$\newcommand{\rank}{\mathrm{rank}}$
I am trying to solve the following linear algebra exercise from a textbook.
Let $P_1, P_2, \ldots, P_k, Q_1, Q_2, \ldots, Q_k$ be order $n$ matrices over the number field $F$, and $P_iQ_j = Q_jP_i$, $\rank(P_i) = \rank(P_iQ_i), 1 \leq i, j \leq k$. Prove, \begin{align*} \rank(P_1P_2\cdots P_k) = \rank(P_1\cdots P_kQ_1\cdots Q_k). \end{align*}
So far, I am quite clueless. While the condition $\rank(P_i) = \rank(P_iQ_i)$ implies $P_i = P_iQ_iR_i$ for some order $n$ matrix $R_i$, I don't know how to apply the commutativity condition properly.

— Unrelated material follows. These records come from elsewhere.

Issue #647, opened 2020-07-01
Enforce created engagements match their project types


CarsonF:
- LanguageEngagements can only be created on TranslationProjects
- InternshipEngagements can only be created on InternshipProjects

PR #652, opened 2020-07-01
647 - Check project type that matches with engagement type

zkhin:
https://github.com/SeedCompany/cord-api-v3/issues/647

- LanguageEngagements can only be created on TranslationProjects
- InternshipEngagements can only be created on InternshipProjects

### DIFF
--- a/src/components/engagement/engagement.service.ts
+++ b/src/components/engagement/engagement.service.ts
@@ -25,6 +25,7 @@ import {
   ProductService,
   SecuredProductList,
 } from '../product';
+import { ProjectType } from '../project/dto/type.enum';
 import { UserService } from '../user';
 import {
   CreateInternshipEngagement,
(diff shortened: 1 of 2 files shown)


src/components/engagement/engagement.service.ts
```diff
@@ -1560,4 +1575,13 @@ export class EngagementService {
...
     );
   }
+
+  protected async getProjectTypeById(projectId: string): Promise<string> {
+    const qr = `
+    MATCH (p:Project {id: $projectId, active: true}) RETURN p.type as type
+    `;
+    const results = await this.db.query().raw(qr, { projectId }).first();
+
+    return results?.type;
```
CarsonF, line 1585:
```suggestion
    return results?.type as ProjectType | undefined;
```
This is better and more correct than `string`

zkhin: Yes, I've changed.

src/components/engagement/engagement.service.ts
```diff
@@ -984,6 +977,13 @@ export class EngagementService {
       }
       throw new ServerException('Could not create Internship Engagement');
     }
+    // InternshipEngagements can only be created on InternshipProjects
+    const projectType = await this.getProjectTypeById(projectId);
+
+    if (projectType && projectType !== ProjectType.Internship) {
+      throw new BadRequestException('That Project type is not Intership');
+    }
```
CarsonF, line 985: Why'd you move this? It was fine where it was before. Currently this will give an error back even though the db has been changed.

zkhin: Oh, yes. You are right. There was another confusion lol. I changed again and fixed test case.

For the case $k = 2$, it seems helpful to try to show that $\text{Im}(P_1P_2Q_1Q_2) \subset \text{Im}(P_1P_2)$. So I took any $x \in \text{Im}(P_1P_2)$, hence $x = P_1P_2y = P_1P_2Q_2R_2y$ for some $y \in F^n$. Then I got stuck.
We'll prove it by induction, I'll write the base case in details (then if you have difficulties with the induction step don't hesitate to ask for help).
k=2:
$rank(P_1P_2)=rank(P_2)-dim(KerP_1\cap ImmP_2)$ (see the note (*) at the end)

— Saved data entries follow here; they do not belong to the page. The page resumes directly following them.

Issue #648, opened 2020-07-01
InternshipEngagement.methodologies should return empty array by default instead of error


CarsonF:
![Screen Shot 2020-07-01 at 11 34 47 AM](https://user-images.githubusercontent.com/932566/86269167-fc3fa100-bb8e-11ea-95da-920686559730.png)

API version: 1caff78ebd6db5aae49bd630c1fd8a769f4e120e

PR #658, opened 2020-07-02
648 - InternshipEngagement.methodologies should return empty array by default instead of error

zkhin:
#648

### DIFF
--- a/test/engagement.e2e-spec.ts
+++ b/test/engagement.e2e-spec.ts
@@ -594,4 +594,31 @@ describe('Engagement e2e', () => {
       })
     ).rejects.toThrow('languageId is invalid');
   });
+
+  it('should return empty methodologies array even if it is null', async () => {
+    // Create InternshipEngagement without methodologies
+    const internshipEngagement = await createInternshipEngagement(app, {
+      projectId: project.id,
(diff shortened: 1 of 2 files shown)


zkhin:
> I know this src code will be refactored soon. Can you add this check to a test (existing or new)?

Okay let me check

zkhin:
@CarsonF I added a new test case for checking that it returns an empty array.

test/engagement.e2e-spec.ts
```diff
@@ -491,6 +497,58 @@ describe('Engagement e2e', () => {
...
+      `,
+      {
+        input: {
+          engagement: internshipEngagementInput,
+        },
+      }
+    );
+
+    const internshipEngagement: InternshipEngagement =
+      result.createInternshipEngagement.engagement;
```
CarsonF, line 531:
```suggestion
    // Create InternshipEngagement without methodologies
    const internshipEngagement = await createInternshipEngagement(app, {
      projectId: project.id,
      internId: intern.id,
      methodologies: [],
    });
```

zkhin: @CarsonF  Yes, that's a great idea. I changed

Issue #674, opened 2020-07-06
Project permission bugs


CarsonF:
Created a project, and requested details.
- [ ] name.canRead/Edit is false but the value is still returned
  - [ ] `canRead/Edit` should be true since I created the project & while it's status is in development
  - [ ] `value` should not be returned if `canRead` is false
- [ ] `location`, `mouStart`, `mouEnd`'s `canRead/Edit` should be true since I created the project & while it's status is in development
- [ ] `engagements.canCreate` should be true since I created the project & while it's status is in development

API: https://github.com/SeedCompany/cord-api-v3/commit/8b7caae7f7c03cca1ef71790cd57ead6b9116d15

![Screen Shot 2020-07-06 at 1 07 36 PM](https://user-images.githubusercontent.com/932566/86624904-c719c100-bf89-11ea-8c7b-c97c7744362f.png)

zkhin:
@CarsonF Should I have to return `canRead: true, canEdit: true` even if those (`name`, `location`, `mouStart`, `mouEnd`) fields' values are null since I created the project & while it's status is in development

CarsonF:
Yeah. Talking with @michaelmarshall too he says that we should just always create those fields with a default value of null if omitted from input during the create mutation. That way they are available to query later.

zkhin:
I think if the `value` is null, it doesn't create `Property` node so the permission fields are always `false`
If I try to create Property node with `null` value, it gives an error...

CarsonF:
> I think if the `value` is null, it doesn't create `Property` node so the permission fields are always `false`

Yeah that's my understanding too.

> If I try to create Property node with `null` value, it gives an error...

What error? from cypher? or our code?

zkhin:
Seems it's from cypher.
`Neo.ClientError.Schema.ConstraintValidationFailed`

CarsonF:
That's constraints we've placed. You might need to clear them as they've changed recently (they'll get re-added on server boot).
Michael says `call apoc.schema.assert({},{})` does the trick.

Of course this could be from a constraint we still have. Either way we need it removed.

zkhin:
![image](https://user-images.githubusercontent.com/4212008/86660474-1dd8d680-c02e-11ea-9174-9848f7bb3296.png)
I added this like above but it gives error
`Neo4jError: There is no procedure with the name `apoc.schema.assert` registered for this database instance. Please ensure you've spelled the procedure name 
[...]

PR #686, opened 2020-07-07
Fixes - 674: Project permission bug

zkhin:
Fixes :  https://github.com/SeedCompany/cord-api-v3/issues/674

### DIFF
--- a/src/components/project/project.service.ts
+++ b/src/components/project/project.service.ts
@@ -106,9 +106,6 @@ export class ProjectService {
 
   // helper method for defining properties
   property = (prop: string, value: any) => {
-    if (!value) {
-      return [];
-    }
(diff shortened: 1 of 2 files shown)


src/components/project/project.service.ts
```diff
@@ -607,6 +604,7 @@ export class ProjectService {
       modifiedAt: DateTime.local(),
       ...input,
     };
+    const canEdit = createInput.status === ProjectStatus.InDevelopment;
```
CarsonF, line 607: All projects start with their status as in development. Whether the fields can currently be edited is based on this changing `status`, so it probably needs to be done on query. We currently haven't integrated workflow into this permission model so @michaelmarshall might want to chime in here.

$rank(P_1P_2Q_1Q_2)=rank(P_1Q_1P_2Q_2)=rank(P_2Q_2)-dim(KerP_1Q_1\cap ImmP_2Q_2)$
where I used the commutativity condition for the first passage, and (*) for the second.
By the condition: $rank(P_i)=rank(P_iQ_i)$ we deduce that: $rank(P_2)=rank(P_2Q_2)$. So we have to demonstrate that: $dim(KerP_1\cap ImmP_2)=dim(KerP_1Q_1\cap ImmP_2Q_2)$.
It is easy to see that: $KerP_1\subseteq KerQ_1P_1=KerP_1Q_1$ and: $ImmP_2Q_2\subseteq ImmP_2$. But we also know that $dim(KerP_1)=dim(KerP_1Q_1)$ (because the two matrices have the same rank, it follows from the Rank–nullity theorem), and $dim(ImmP_2Q_2)=dim(ImmP_2).$ So we can conclude that: $KerP_1=KerP_1Q_1$, $ImmP_2Q_2=ImmP_2$.
Considering that $KerP_1\cap ImmP_2=KerP_1Q_1\cap ImmP_2Q_2$, we conclude that they have the same dimension.
(*) $General$ $fact$: Given $A$ (matrix of size $m\times n$) and $B$ (of size $n\times k$) we have that: $rank(AB)=rank(B)-dim(KerA\cap ImmB)$
$Proof$: We can interpret matrices as linear maps. We have: $A:\mathbb{K}^n\to\mathbb{K}^m$, $A:\mathbb{K}^k\to\mathbb{K}^n$, $AB:\mathbb{K}^k\to\mathbb{K}^m$.
$Imm(AB)=A(ImmB)=Imm(A_{|ImmB})$ and $Ker(AB)=Ker(A_{|ImmB})=KerA\cap ImmB$.
Therefore: $rank(B)=dim(ImmA_{|ImmB})+dim(KerA_{|ImmB})=dim(ImmAB)+dim(KerA\cap ImmB)$.